---------- Source data
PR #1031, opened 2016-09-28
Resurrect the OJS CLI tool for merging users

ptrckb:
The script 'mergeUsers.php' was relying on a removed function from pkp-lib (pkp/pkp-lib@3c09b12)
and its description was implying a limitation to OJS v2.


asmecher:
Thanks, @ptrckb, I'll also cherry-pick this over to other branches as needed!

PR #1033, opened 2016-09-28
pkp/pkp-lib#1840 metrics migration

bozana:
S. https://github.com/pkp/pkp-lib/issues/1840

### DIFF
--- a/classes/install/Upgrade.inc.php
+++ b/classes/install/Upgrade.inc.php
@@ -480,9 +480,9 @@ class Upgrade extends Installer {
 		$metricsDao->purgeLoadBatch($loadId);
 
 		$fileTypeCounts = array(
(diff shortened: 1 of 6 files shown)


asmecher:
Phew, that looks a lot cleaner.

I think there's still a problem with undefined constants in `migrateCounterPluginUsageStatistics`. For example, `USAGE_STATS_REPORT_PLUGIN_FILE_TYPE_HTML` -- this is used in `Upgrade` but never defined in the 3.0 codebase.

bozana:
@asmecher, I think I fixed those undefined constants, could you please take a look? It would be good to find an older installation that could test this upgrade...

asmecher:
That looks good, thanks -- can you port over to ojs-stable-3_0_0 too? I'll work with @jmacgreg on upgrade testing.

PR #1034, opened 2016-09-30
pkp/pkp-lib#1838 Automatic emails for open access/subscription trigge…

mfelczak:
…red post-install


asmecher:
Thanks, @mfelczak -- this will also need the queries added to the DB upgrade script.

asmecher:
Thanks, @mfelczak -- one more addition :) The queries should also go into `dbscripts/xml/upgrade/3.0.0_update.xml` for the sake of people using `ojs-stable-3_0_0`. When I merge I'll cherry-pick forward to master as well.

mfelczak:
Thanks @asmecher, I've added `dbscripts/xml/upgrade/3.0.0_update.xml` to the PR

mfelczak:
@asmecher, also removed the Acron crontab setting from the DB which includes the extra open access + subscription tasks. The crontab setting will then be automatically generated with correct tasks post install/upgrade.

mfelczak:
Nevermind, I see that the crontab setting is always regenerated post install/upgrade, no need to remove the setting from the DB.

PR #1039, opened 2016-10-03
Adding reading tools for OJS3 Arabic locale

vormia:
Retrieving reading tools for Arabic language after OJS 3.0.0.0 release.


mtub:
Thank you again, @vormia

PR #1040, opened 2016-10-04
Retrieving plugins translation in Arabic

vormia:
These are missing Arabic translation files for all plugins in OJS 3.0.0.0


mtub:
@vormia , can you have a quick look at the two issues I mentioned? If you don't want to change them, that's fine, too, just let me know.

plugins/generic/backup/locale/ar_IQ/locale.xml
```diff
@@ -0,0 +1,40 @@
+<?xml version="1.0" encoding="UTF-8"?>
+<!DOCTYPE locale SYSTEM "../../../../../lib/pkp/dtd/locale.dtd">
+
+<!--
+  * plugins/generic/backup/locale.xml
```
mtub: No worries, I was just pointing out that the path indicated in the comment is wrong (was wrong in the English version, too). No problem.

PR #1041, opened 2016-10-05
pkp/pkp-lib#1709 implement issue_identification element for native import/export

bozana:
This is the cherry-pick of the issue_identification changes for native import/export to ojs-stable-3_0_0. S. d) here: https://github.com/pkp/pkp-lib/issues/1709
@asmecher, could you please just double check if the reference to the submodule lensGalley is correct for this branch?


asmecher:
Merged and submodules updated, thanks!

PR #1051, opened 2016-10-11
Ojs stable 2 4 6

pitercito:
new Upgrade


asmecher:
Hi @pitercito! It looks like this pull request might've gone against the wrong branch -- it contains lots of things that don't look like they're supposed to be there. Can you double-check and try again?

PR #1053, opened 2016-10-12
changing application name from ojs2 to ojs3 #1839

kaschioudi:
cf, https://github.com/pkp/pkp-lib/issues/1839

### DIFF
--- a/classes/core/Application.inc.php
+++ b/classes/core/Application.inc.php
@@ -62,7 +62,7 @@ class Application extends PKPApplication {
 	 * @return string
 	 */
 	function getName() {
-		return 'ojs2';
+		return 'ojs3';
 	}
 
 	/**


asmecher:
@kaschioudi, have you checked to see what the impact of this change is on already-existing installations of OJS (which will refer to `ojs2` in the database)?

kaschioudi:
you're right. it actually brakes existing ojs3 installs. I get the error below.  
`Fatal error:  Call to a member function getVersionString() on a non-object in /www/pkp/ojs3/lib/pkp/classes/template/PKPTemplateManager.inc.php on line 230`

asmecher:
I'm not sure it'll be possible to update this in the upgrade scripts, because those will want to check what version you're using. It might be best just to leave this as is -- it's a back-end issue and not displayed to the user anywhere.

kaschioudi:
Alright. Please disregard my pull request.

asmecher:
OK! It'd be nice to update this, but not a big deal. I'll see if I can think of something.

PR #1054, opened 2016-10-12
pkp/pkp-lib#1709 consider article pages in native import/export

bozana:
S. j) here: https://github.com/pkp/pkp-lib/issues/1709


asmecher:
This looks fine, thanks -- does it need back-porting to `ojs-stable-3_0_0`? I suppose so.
--------------------
■ Brief: What is needed is a word-for-word copy of all the material.

■ Answer to the exercise:
PR #1031, opened 2016-09-28
Resurrect the OJS CLI tool for merging users

ptrckb:
The script 'mergeUsers.php' was relying on a removed function from pkp-lib (pkp/pkp-lib@3c09b12)
and its description was implying a limitation to OJS v2.


asmecher:
Thanks, @ptrckb, I'll also cherry-pick this over to other branches as needed!

PR #1033, opened 2016-09-28
pkp/pkp-lib#1840 metrics migration

bozana:
S. https://github.com/pkp/pkp-lib/issues/1840

### DIFF
--- a/classes/install/Upgrade.inc.php
+++ b/classes/install/Upgrade.inc.php
@@ -480,9 +480,9 @@ class Upgrade extends Installer {
 		$metricsDao->purgeLoadBatch($loadId);
 
 		$fileTypeCounts = array(
(diff shortened: 1 of 6 files shown)


asmecher:
Phew, that looks a lot cleaner.

I think there's still a problem with undefined constants in `migrateCounterPluginUsageStatistics`. For example, `USAGE_STATS_REPORT_PLUGIN_FILE_TYPE_HTML` -- this is used in `Upgrade` but never defined in the 3.0 codebase.

bozana:
@asmecher, I think I fixed those undefined constants, could you please take a look? It would be good to find an older installation that could test this upgrade...

asmecher:
That looks good, thanks -- can you port over to ojs-stable-3_0_0 too? I'll work with @jmacgreg on upgrade testing.

PR #1034, opened 2016-09-30
pkp/pkp-lib#1838 Automatic emails for open access/subscription trigge…

mfelczak:
…red post-install


asmecher:
Thanks, @mfelczak -- this will also need the queries added to the DB upgrade script.

asmecher:
Thanks, @mfelczak -- one more addition :) The queries should also go into `dbscripts/xml/upgrade/3.0.0_update.xml` for the sake of people using `ojs-stable-3_0_0`. When I merge I'll cherry-pick forward to master as well.

mfelczak:
Thanks @asmecher, I've added `dbscripts/xml/upgrade/3.0.0_update.xml` to the PR

mfelczak:
@asmecher, also removed the Acron crontab setting from the DB which includes the extra open access + subscription tasks. The crontab setting will then be automatically generated with correct tasks post install/upgrade.

mfelczak:
Nevermind, I see that the crontab setting is always regenerated post install/upgrade, no need to remove the setting from the DB.

PR #1039, opened 2016-10-03
Adding reading tools for OJS3 Arabic locale

vormia:
Retrieving reading tools for Arabic language after OJS 3.0.0.0 release.


mtub:
Thank you again, @vormia

PR #1040, opened 2016-10-04
Retrieving plugins translation in Arabic

vormia:
These are missing Arabic translation files for all plugins in OJS 3.0.0.0


mtub:
@vormia , can you have a quick look at the two issues I mentioned? If you don't want to change them, that's fine, too, just let me know.

plugins/generic/backup/locale/ar_IQ/locale.xml
```diff
@@ -0,0 +1,40 @@
+<?xml version="1.0" encoding="UTF-8"?>
+<!DOCTYPE locale SYSTEM "../../../../../lib/pkp/dtd/locale.dtd">
+
+<!--
+  * plugins/generic/backup/locale.xml
```
mtub: No worries, I was just pointing out that the path indicated in the comment is wrong (was wrong in the English version, too). No problem.

PR #1041, opened 2016-10-05
pkp/pkp-lib#1709 implement issue_identification element for native import/export

bozana:
This is the cherry-pick of the issue_identification changes for native import/export to ojs-stable-3_0_0. S. d) here: https://github.com/pkp/pkp-lib/issues/1709
@asmecher, could you please just double check if the reference to the submodule lensGalley is correct for this branch?


asmecher:
Merged and submodules updated, thanks!

PR #1051, opened 2016-10-11
Ojs stable 2 4 6

pitercito:
new Upgrade


asmecher:
Hi @pitercito! It looks like this pull request might've gone against the wrong branch -- it contains lots of things that don't look like they're supposed to be there. Can you double-check and try again?

PR #1053, opened 2016-10-12
changing application name from ojs2 to ojs3 #1839

kaschioudi:
cf, https://github.com/pkp/pkp-lib/issues/1839

### DIFF
--- a/classes/core/Application.inc.php
+++ b/classes/core/Application.inc.php
@@ -62,7 +62,7 @@ class Application extends PKPApplication {
 	 * @return string
 	 */
 	function getName() {
-		return 'ojs2';
+		return 'ojs3';
 	}
 
 	/**


asmecher:
@kaschioudi, have you checked to see what the impact of this change is on already-existing installations of OJS (which will refer to `ojs2` in the database)?

kaschioudi:
you're right. it actually brakes existing ojs3 installs. I get the error below.  
`Fatal error:  Call to a member function getVersionString() on a non-object in /www/pkp/ojs3/lib/pkp/classes/template/PKPTemplateManager.inc.php on line 230`

asmecher:
I'm not sure it'll be possible to update this in the upgrade scripts, because those will want to check what version you're using. It might be best just to leave this as is -- it's a back-end issue and not displayed to the user anywhere.

kaschioudi:
Alright. Please disregard my pull request.

asmecher:
OK! It'd be nice to update this, but not a big deal. I'll see if I can think of something.

PR #1054, opened 2016-10-12
pkp/pkp-lib#1709 consider article pages in native import/export

bozana:
S. j) here: https://github.com/pkp/pkp-lib/issues/1709


asmecher:
This looks fine, thanks -- does it need back-porting to `ojs-stable-3_0_0`? I suppose so.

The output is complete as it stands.